# frantic disembowelment - anyone else play guitar ?



## indicat33 (Nov 2, 2014)

So I'm a novice on guitar and I'm trying to learn these crazy-ass Cannibal Corpse riffs. Using power-tab 1.7 and watching people play it on youtube. Maybe I'm still "too green" for CC, but is sure is fun (and frustrating !) trying to get this down. When I slow down the tab to 80bpm it's playable, but it sounds nothing like the original (256bpm). Anyone have experience on guitar who can lend some advice?






- I can't find any slowed-down lessons for this song / Anyone ?


----------



## charface (Nov 2, 2014)

Just keep playing only as fast as you can comfortably and accurately. 
Then increase a few beats per minute.

That's the secret 
there is no secret.

I like guitar pro for looping sections.

My fav is amazing slow downer


----------



## indicat33 (Nov 3, 2014)

charface said:


> Just keep playing only as fast as you can comfortably and accurately.
> Then increase a few beats per minute.
> 
> That's the secret
> ...


Thanks for the reply, Charface ! - Yeah, I'm playing daily and seeing improvements, but it's not nearly where I'd like to be/. I may get that Guitar Pro sometime soon. Cheers and happy jammin' n tokin


----------



## Hydroburn (Nov 3, 2014)

cannibal corpse is a lot of hammer on / pull offs... and sliding power chords around all over the neck really fast. work on alternate picking, palm muting, holding your pick at a comfortable angle, keeping a steady tempo and both hands synchronized... you can cheese it by just picking once with your right hand and doing the hammer/pulls with your left hand, instead of picking each note. make sure you are using/excersizing the pinky finger.

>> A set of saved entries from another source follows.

PR #11389, opened 2025-03-20
Fix TileManager.garbageCollect

Cwiiis:
* Target version: master 

### Summary
This appears to have been comprehensively broken for a while. This commit fixes these issues:
- Tile.current should reflect whether the tile is in the visible area
- Various tile update functions were unnecessarily redrawing the screen
- Tile.hasPendingDelta and Tile.hasPendingKeyframe were not initialised
- Tile.lastRendered was not stored or updated efficiently
- TileManager.garbageCollect was not sorting tiles correctly
- TileManager.garbageCollect was not respecting highNumCanvases correctly
- Tile preload map was not visualising current or canvas-GC'd tiles
- TileManager.updateLayoutView was typo'd as 'udpateLayoutView'
    
Fixing garbage collection has the knock-on effect of markedly enhancing performance on 4k screens and possibly fixing some OOM situations.

### Checklist

### DIFF
--- a/browser/src/app/TilesMiddleware.ts
+++ b/browser/src/app/TilesMiddleware.ts
@@ -150,7 +150,7 @@ class Tile {
 	viewId: number = 0; // canonical view id
 	wireId: number = 0; // monotonic timestamp for optimizing fetch
 	invalidFrom: number = 0; // a wireId - for avoiding races on invalidation
-	lastRendered: Date = new Date();
+	lastRendered: number = performance.timeOrigin;
 	private lastRequestTime: Date = undefined; // when did we last do a tilecombine request.
 	hasPendingDelta: number = 0;
 	hasPendingKeyframe: number = 0;
@@ -366,14 +366,10 @@ class TileManager {
 		   highDeltaMemory = 1024*1024; lowDeltaMemory = 1024*128;
 		   highTileCount = 100; lowTileCount = 50; */
 
-		var keys: Array<string> = [];
-		for (const key in this.tiles) // no .keys() method.
-			keys.push(key);
-
 		// FIXME: should we sort by wireId - which is monotonic server ~time
 		// sort by oldest
-		keys.sort(function (a: any, b: any) {
-			return b.lastRendered - a.lastRendered;
+		var keys = Object.keys(this.tiles).sort((a: any, b: any) => {
+			return this.tiles[a].lastRendered - this.tiles[b].lastRendered;
 		});
 
 		var canvasKeys = [];
@@ -448,14 +444,13 @@ class TileManager {
 		this.maybeGarbageCollect();
 
 		// important this is after the garbagecollect
-		if (!tile.canvas) this.ensureCanvas(tile, null, false);
-
+		if (!tile.canvas) this.ensureCanvas(tile, false, false);
 		if (tile.ctx) return tile.ctx;
 
 		// Not a good result - we ran out of canvas memory
 		this.garbageCollect();
 
-		if (!tile.canvas) this.ensureCanvas(tile, null, false);
+		if (!tile.canvas) this.ensureCanvas(tile, false, false);
 		if (tile.ctx) return tile.ctx;
 
 		// Free non-current canvas' and start again.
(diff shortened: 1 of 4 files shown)


browser/src/app/TilesMiddleware.ts
```diff
@@ -1373,13 +1376,21 @@ class TileManager {
...
+	private static getMissingTiles(
+		pixelBounds: any,
+		zoom: number,
+		updateCurrent: boolean,
+	) {
 		var tileRanges = this.pxBoundsToTileRanges(pixelBounds);
 		var queue = [];
 
+		if (updateCurrent) {
+			for (var key in this.tiles) this.tiles[key].current = false;
```
mmeeks, line 1388: I'm suspicious of this. We can have multiple tile ranges that are current in split pane cases I would expect (?) =) So we need dis-contiguous regions of live / current tiles all rendered on the screen.

Otherwise this looks overall great - we need Gokay's review of his bits =)

Cwiiis: Yes, I suspect this is broken too - I wonder if we can just get rid of current and calculate it as necessary instead - that would really reduce complexity a lot... I suppose it's only really needed for garbage collection and that doesn't happen so frequently that we need to cache this value I don't think(?)

mmeeks: We could try calculating it on-demand; but keeping that in-sync is an issue - and we shouldn't need to be perfect. One thing we could do that is simpler is just sort by the last-rendered timestamp (I guess) and free the oldest - presumably dumping a 'now' into a member is fast and easy as we whack the canvas on screen. Its not clear to me that we can safely assume we have all the canvases we need in-memory to render to the screen anyway.

Cwiiis: Turns out it isn't broken - `getMissingTiles` is called with a bounds list, not a rect - so split panes work fine with this patch :) I think it would be nice to get rid of `current` and I think it'd be a relatively small change on top of this, but perhaps one thing at a time. I'm going to start splitting this up - test results also looking encouragingly positive.

Cwiiis:
@gokaysatir if you get a spare moment, it'd be great if you could give this a quick test - it seems to work well for me, but I may well be snow-blind...

browser/src/app/TilesMiddleware.ts
mmeeks: If you're happy lets get it in =)

mmeeks:
If it fixes the leak regression - great; we need that in 24.04 soon I think; we can get rid of '.current' of course - quite possibly we should have a nice method that gets the current visible tile-bounds anyway - seems a useful thing to have around :-)

browser/src/app/TilesMiddleware.ts
Cwiiis: I wouldn't be surprised if there are edge-cases where this does the wrong thing - I haven't hit one yet (been messing about in writer/calc/impress, and with split panes), but I definitely don't know how to exercise this code as well as others :) - All the more reason to get rid of Tile.current though, which I'm currently (hah) looking at. It's a bigger change than I thought, so definitely subsequent work, but it should significantly simplify what's happening here.

browser/src/app/TilesMiddleware.ts
```diff
@@ -2373,14 +2380,18 @@ class TileManager {
 
 	// Ensure we have a renderable canvas for a given tile
 	// Use this immediately before drawing a tile, pass in the time.
-	public static ensureCanvas(tile: Tile, now: any, forPrefetch: any) {
+	public static ensureCanvas(
+		tile: Tile,
+		forPrefetch: any,
```
gokaysatir, line 2385: I think this is a boolean with default "false".

gokaysatir (approved):
Looks good, checked the code and tested roughly. Thanks :)

There are 2 small things but one is related to an extra call to a function.

mmeeks:
Lets get it in & iterate to polish =) thanks Chris. @Cwiiis can you back-port to 24.04 and submit too ? =)

PR #11392, opened 2025-03-21
Use tile's own scale when getting bounds of a tile.

gokaysatir:
Also, when a tile is comes, compare its scale with the document's scale before setting the view dirty.

Issue: On Calc:
* Change background color of a cell.
* Zoom out.
* See that the background color of the cell is not updated.
* Because tile was not invalidated due to different zoom level and wrong calculation of bounds.

Change-Id: I5d9317b8a94b08fdc468016a0c2e4c20c34d2303

* Resolves: # 
* Target version: master 

### TODO

- [ ] ...

### Checklist

### DIFF
--- a/browser/src/app/TilesMiddleware.ts
+++ b/browser/src/app/TilesMiddleware.ts
@@ -47,7 +47,7 @@ class TileCoordData {
 		this.part = part !== null ? part : app.map._docLayer._selectedPart;
 		this.mode = mode !== undefined ? mode : 0;
 
-		this.scale = Math.round(Math.pow(1.2, this.z - 10) * 1000) / 1000;
+		this.scale = Math.pow(1.2, this.z - 10);
 	}
 
 	getPos() {
@@ -889,10 +889,14 @@ class TileManager {
 
 		// Don't paint the tile, only dirty the sectionsContainer if it is in the visible area.
 		// _emitSlurpedTileEvents() will repaint canvas (if it is dirty).
+		const tileVisible = app.isRectangleVisibleInTheDisplayedArea(
+			this.pixelCoordsToTwipTileBounds(coords),
+		);
+
+		// Also check the scale because incoming tile may not be in the same zoom level.
 		if (
-			app.isRectangleVisibleInTheDisplayedArea(
-				this.pixelCoordsToTwipTileBounds(coords),
-			)
+			tileVisible &&
+			Math.round(coords.scale * 1000) === Math.round(app.getScale() * 1000)
 		)
 			app.sectionContainer.setDirty(coords);
 	}
@@ -1555,10 +1559,12 @@ class TileManager {
 	}
 
 	private static pixelCoordsToTwipTileBounds(coords: TileCoordData): number[] {
-		const x = coords.x * app.pixelsToTwips;
-		const y = coords.y * app.pixelsToTwips;
-		const width = app.tile.size.x;
-		const height = app.tile.size.y;
+		// We need to calculate pixelsToTwips for the scale of this tile. 15 is the ratio between pixels and twips when the scale is 1.
+		const pixelsToTwipsForTile = 15 / coords.scale;
+		const x = coords.x * pixelsToTwipsForTile;
+		const y = coords.y * pixelsToTwipsForTile;
+		const width = app.tile.size.pX * pixelsToTwipsForTile;
+		const height = app.tile.size.pY * pixelsToTwipsForTile;
 
 		return [x, y, width, height];
 	}
@@ -1571,6 +1577,8 @@ class TileManager {
 		textMsg: string,
 	) {
 		let needsNewTiles = false;
+		const calc = app.map._docLayer.isCalc();
+		const scale = app.getScale();
 
 		for (const key in this.tiles) {
 			const coords: TileCoordData = this.tiles[key].coords;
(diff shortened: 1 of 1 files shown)


browser/src/app/TilesMiddleware.ts
```diff
@@ -1555,10 +1556,11 @@ class TileManager {
 	}
 
 	private static pixelCoordsToTwipTileBounds(coords: TileCoordData): number[] {
-		const x = coords.x * app.pixelsToTwips;
-		const y = coords.y * app.pixelsToTwips;
-		const width = app.tile.size.x;
-		const height = app.tile.size.y;
+		const pixelsToTwipsForTile = 15 / coords.scale;
```
Cwiiis, line 1559: This is too arcane to leave here with no comment. Ideally it'd be a utility function and involve `app.pixelsToTwips`.

browser/src/app/TilesMiddleware.ts
```diff
@@ -889,11 +889,12 @@ class TileManager {
...
-			app.isRectangleVisibleInTheDisplayedArea(
-				this.pixelCoordsToTwipTileBounds(coords),
-			)
-		)
+		const tileVisible = app.isRectangleVisibleInTheDisplayedArea(
+			this.pixelCoordsToTwipTileBounds(coords),
+		);
+
+		// Also check the scale because incoming tile may not be in the same zoom level.
+		if (tileVisible && coords.scale === app.getScale())
```
Cwiiis, line 897: I'm not keen on the floating point comparison here (I realise it ought to work given the rest of the changes, but we're relying on external, undocumented properties never changing) - I'd rather we didn't change `app.getScale` (which seems prone to break other things/cause interesting to track errors), multiplied the scale out here and compared the integer values.

browser/src/app/TilesMiddleware.ts
```diff
@@ -47,7 +47,7 @@ class TileCoordData {
 		this.part = part !== null ? part : app.map._docLayer._selectedPart;
 		this.mode = mode !== undefined ? mode : 0;
 
-		this.scale = Math.round(Math.pow(1.2, this.z - 10) * 1000) / 1000;
+		this.scale = Math.round(Math.pow(1.2, this.z - 10) * 10000) / 10000;
```
Cwiiis, line 50: I'm dubious as to why this was here in the first place. Personally, I'd rather the opposite change - remove the squashing of the decimals here and add a comparison utility function when we only need to know that something approximately equals this. This feels like it'd end up causing all sorts of oddities with regards to accuracy that would be a pain to track down if you weren't aware this happened.

browser/src/app/TilesMiddleware.ts
```diff
@@ -1579,7 +1583,8 @@ class TileManager {
 			if (
 				coords.part === part &&
 				coords.mode === mode &&
-				invalidatedRectangle.intersectsRectangle(tileRectangle)
+				(invalidatedRectangle.intersectsRectangle(tileRectangle) ||
+					(calc && coords.scale !== scale)) // In calc, we invalidate all tiles with different zoom levels.
```
Cwiiis, line 1587: I'm confused as to why this problem would be specific to calc?

browser/src/docstatefunctions.js
```diff
@@ -79,7 +79,7 @@ app.isReadOnly = function () {
 };
 
 app.getScale = function () {
-	return (app.tile.size.pX / app.tile.size.x) * 15;
+	return Math.round((app.tile.size.pX / app.tile.size.x) * 15 * 10000) / 10000;
```
Cwiiis, line 82: Presumably there are other users of `app.getScale` and this removes a bunch of precision. I don't think this is a good idea.

Cwiiis (changes requested):
I think what this is doing is fine, but I have reservations about the method. I think it would be a better idea to add an `approximatelyEquals` function so that you can compare two float values at a given precision without having to store them at that lower precision.

browser/src/app/TilesMiddleware.ts
gokaysatir: We cannot use app.pixelsToTwips there. Added a comment.

browser/src/app/TilesMiddleware.ts
gokaysatir: That's right, somehow i picked the other way but this is better. Improved.

browser/src/app/TilesMiddleware.ts
gokaysatir: Because we adjust the twips position for Calc. We cannot use the twips (from core side) directly. But for other files, we can calculate the twips' position for different scales. Please see "getTileTwipsSheetAreaFromPrint" function and related things for more info.

gokaysatir: We can also do the calculation for Calc but it would be expensive for this case.

gokaysatir:
Thanks for checking @Cwiiis.

browser/src/app/TilesMiddleware.ts
Cwiiis: I'll take your word for it :) I might be nice to have a comment here briefly explaining why this is done for calc alone.

browser/src/app/TilesMiddleware.ts
gokaysatir: Let me note this, i am working on these things and will do it later.

browser/src/app/TilesMiddleware.ts
```diff
@@ -47,7 +47,7 @@ class TileCoordData {
 		this.part = part !== null ? part : app.map._docLayer._selectedPart;
 		this.mode = mode !== undefined ? mode : 0;
 
-		this.scale = Math.round(Math.pow(1.2, this.z - 10) * 1000) / 1000;
+		this.scale = Math.pow(1.2, this.z - 10);
```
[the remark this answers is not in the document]
gokaysatir: I think it's not used at all :) I recently added it.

staring through the eyes of the dead is a good one to practice the hammer/pulls and it is easier.
i cum blood is a good one to practice speed picking.
unleashing the bloodthirsty is good for moving power chords and putting it all together...

frantic disembowlment is fuckin hard though... takes stamina and synchronization.

power tab is okay, but you can download guitar pro from thepiratebay


----------



## indicat33 (Nov 3, 2014)

Hydroburn said:


> cannibal corpse is a lot of hammer on / pull offs... and sliding power chords around all over the neck really fast. work on alternate picking, palm muting, holding your pick at a comfortable angle, keeping a steady tempo and both hands synchronized... you can cheese it by just picking once with your right hand and doing the hammer/pulls with your left hand, instead of picking each note. make sure you are using/excersizing the pinky finger.
> 
> staring through the eyes of the dead is a good one to practice the hammer/pulls and it is easier.
> i cum blood is a good one to practice speed picking.
> ...


Maaan ~ super thank you for that informative reply !  / my usual stuff to play around with is Slayer, Metallica, Megadeth - but I recently stumbled upon CC on youtube. I was fuckin' blown away by F.D so naturally I grabbed my guitar and dld' it on my power tab editor. I will give that guitar pro a shot, thanks ! My pinky is pretty strong and fast but this requires an expert touch. Hydroburn, you fuckin' rock man


----------



## Diabolical666 (Nov 3, 2014)

I lurrve CC. Just went and saw Graw in Denver Halloween night, coolest show ever!


----------



## indicat33 (Nov 9, 2014)

Wait.. don't you and Pinworm have the same avatar? ~


----------



## rory420420 (Nov 11, 2014)

im learning also cat..altho you know im learning jerry,not CC,but i respect the talent...i went to a cool metal show for halloween..was fun,till the 'necks started fighting
looky what i just got..


----------



## rory420420 (Nov 11, 2014)

indicat33 said:


> So I'm a novice on guitar and I'm trying to learn these crazy-ass Cannibal Corpse riffs. Using power-tab 1.7 and watching people play it on youtube. Maybe I'm still "too green" for CC, but is sure is fun (and frustrating !) trying to get this down. When I slow down the tab to 80bpm it's playable, but it sounds nothing like the original (256bpm). Anyone have experience on guitar who can lend some advice?
> 
> 
> 
> ...


ive found playing things in slow-mo helps me...maybe try that? then increase tempo as you get it down..


----------



## indicat33 (Nov 11, 2014)

indicat33 said:


> Wait.. don't you and Pinworm have the same avatar? ~


Hahahaha..... COOL MAN


----------



## indicat33 (Nov 11, 2014)

rory420420 said:


> im learning also cat..altho you know im learning jerry,not CC,but i respect the talent...i went to a cool metal show for halloween..was fun,till the 'necks started fighting
> looky what i just got..
> View attachment 3291497


WoW Rory !!! - SHE IS A BEAUTY  _ I'm going to try and learn "hell in a bucket" by the Dead, I really like the wah -wah main riff on guitar, it sounds great. I listen to pretty much everything, but (no country) or gospel  Not sure how old u are, but I'm going to hit 40 next month, and I grew up on Metallica, M-Deth, Slayer, etc... I'm struggling with playing atm (Can never get enough practice TIME man !!!  Anyway, I think It's awesome that you play also


----------



## rory420420 (Nov 11, 2014)

im 36...i grew up on grateful dead..
first concert was CSN when i was 11..thats been my staple is folky/blues/rock psychedelia...
and i love the black crowes...if youre into acoustic music i beg you to listen to "birds of a feather"


----------